PR #15713, opened 2024-04-09
Fix VectorImageLayer options types

### LINKED ISSUE #15703: VectorImageLayer options don't accept flat styles
**Describe the bug**

VectorLayer options type accepts a `StyleLike | FlatStyleLike | null | undefined`.  
VectorImageLayer options type accepts a `StyleLike | null | undefined`.

https://github.com/openlayers/openlayers/blob/474b20135ea630c49a4cc6a640d78e233c54bee6/src/ol/layer/BaseVector.js#L51
https://github.com/openlayers/openlayers/blob/474b20135ea630c49a4cc6a640d78e233c54bee6/src/ol/layer/VectorImage.js#L43

However, VectorImageLayer seems to actually support flat styles, so it looks like `FlatStyleLike` is just missing from the type definition.

**To Reproduce**

```ts
new VectorImageLayer({
    style: {
        "fill-color": "#0000ff11",
        "stroke-color": "blue"
    } // as any <- forcing it to accept the style works
});
```
`Object literal may only specify known properties, and '"fill-color"' does not exist in type 'StyleLike'.ts(2353)`

**Expected behavior**
Both VectorLayer and VectorImageLayer options should accept flat styles.

janruo:
VectorImageLayer supports mostly the same options as VectorLayer, because they both extend from BaseVectorLayer.

`declutter`, `style` (were too narrow) and `background` (was missing) have been synced from the base class.

Resolves #15703

### DIFF
--- a/src/ol/layer/VectorImage.js
+++ b/src/ol/layer/VectorImage.js
@@ -35,14 +35,16 @@ import CanvasVectorImageLayerRenderer from '../renderer/canvas/VectorImageLayer.
  * this layer in its layers collection, and the layer will be rendered on top. This is useful for
  * temporary layers. The standard way to add a layer to a map and have it managed by the map is to
  * use [map.addLayer()]{@link import("../Map.js").default#addLayer}.
- * @property {boolean} [declutter=false] Declutter images and text on this layer. The priority
- * is defined by the `zIndex` of the style and the render order of features. Higher z-index means higher
- * priority. Within the same z-index, a feature rendered before another has higher priority. Items will
- * not be decluttered against or together with items on other layers with the same `declutter` value. If
- * that is needed, use {@link import("../layer/Vector.js").default} instead.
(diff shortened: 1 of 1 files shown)


ahocevar (approved):
Thanks, @janruo

janruo:
@ahocevar The declutter option description I copied from the base layer is not quite accurate after all. I only tested it superficially (i.e. looks about right and doesn't crash). But now I noticed that multiple VectorImageLayers won't declutter together like VectorLayers do, when given the same declutter value. It only declutters inside the layer.

Is that a bug in VectorImageLayer or is that how it's supposed to work?

ahocevar:
That's because a VectorImageLayer creates its own frameState for the vector renderer. I think the behavior could be changed to do what the docs say after your change without too much effort. So if you want to give it a try, please go ahead. Otherwise, please submit another pull request to fix the docs.

PR #15724, opened 2024-04-11
Fix VectorImageLayer declutter description

janruo:
Restores the previous description with the addition of "Any truthy value will enable decluttering" due to the type being wider now.

https://github.com/openlayers/openlayers/pull/15713#issuecomment-2047383187

I think it would make more sense if it worked the same way as VectorLayer, but I don't know the code well enough to try that.


ahocevar (approved):
Thanks, @janruo

PR #15730, opened 2024-04-12
Add Snap Data: feature

### LINKED ISSUE #15728: Snap interaction option edges doesn't return feature
**Describe the bug**
Snap interaction option edges doesn't return the closest feature like option vertex does.

**To Reproduce**
Here is the code : 
`const snapInteraction = new Snap({
        source: vectorSource,
        vertex: false,
        edge: true,
      });`
`snapInteraction.on("snap", (event) => {
      console.log(event);
    });`

When I snap to a polygon, it returns no feature : 
image

**Expected behavior**
If I set vertex to true, it returns the snapped feature : 
image

**Solution proposal**
In /ol/interaction/Snap.js file, if vertex, the closestFeature is set but if edge, the closestFeature is not set : 
image
image
Is it possible to add closestFeature for edge option ?

CarolineDelerue:
Fixes #15728

~~Add closestSegment for vertex option.~~
Add closestFeature for edge option.

### DIFF
--- a/src/ol/interaction/Snap.js
+++ b/src/ol/interaction/Snap.js
@@ -510,6 +510,7 @@ class Snap extends PointerInteraction {
               closestVertex = vertex;
               minSquaredDistance = delta;
               closestFeature = segmentData.feature;
+              closestSegment = segmentData.segment;
             }
           });
         }
@@ -554,6 +555,7 @@ class Snap extends PointerInteraction {
                 ? null
                 : segmentData.segment;
             minSquaredDistance = delta;
+            closestFeature = segmentData.feature;
           }
         }
       }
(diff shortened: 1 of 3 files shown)


src/ol/interaction/Snap.js
```diff
@@ -510,6 +510,7 @@ class Snap extends PointerInteraction {
               closestVertex = vertex;
               minSquaredDistance = delta;
               closestFeature = segmentData.feature;
+              closestSegment = segmentData.segment;
```
ahocevar, line 513: I don't think you want to return the closest segment when you've snapped to a vertex. Some users need a distinction between a vertex snap and a segment snap, and if you return the closest segment on a vertex snap it will be much harder to detect that. And it would be an undesired breaking change.

ahocevar (approved):

src/ol/interaction/Snap.js
CarolineDelerue: Ok I have removed it.

ahocevar:
Thanks, @CarolineDelerue. I updated the tests and added an upgrade note about this change.

PR #15738, opened 2024-04-14
Use outdoor instead of streets style for site and mapbox-style example

ahocevar:
Makes the site's top banner map more appealing again, and brings the mapbox-style example closer to what it was before #15725.


ahocevar:
@bolollo Ok for you if we make this change?

tschaub (approved):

### [REQUIRED WORK]
Locate the word "from" in the records and collect each line it appears in.

### [TASK RESPONSE]
However, VectorImageLayer seems to actually support flat styles, so it looks like `FlatStyleLike` is just missing from the type definition.
VectorImageLayer supports mostly the same options as VectorLayer, because they both extend from BaseVectorLayer.
`declutter`, `style` (were too narrow) and `background` (was missing) have been synced from the base class.
@@ -35,14 +35,16 @@ import CanvasVectorImageLayerRenderer from '../renderer/canvas/VectorImageLayer.
@ahocevar The declutter option description I copied from the base layer is not quite accurate after all. I only tested it superficially (i.e. looks about right and doesn't crash). But now I noticed that multiple VectorImageLayers won't declutter together like VectorLayers do, when given the same declutter value. It only declutters inside the layer.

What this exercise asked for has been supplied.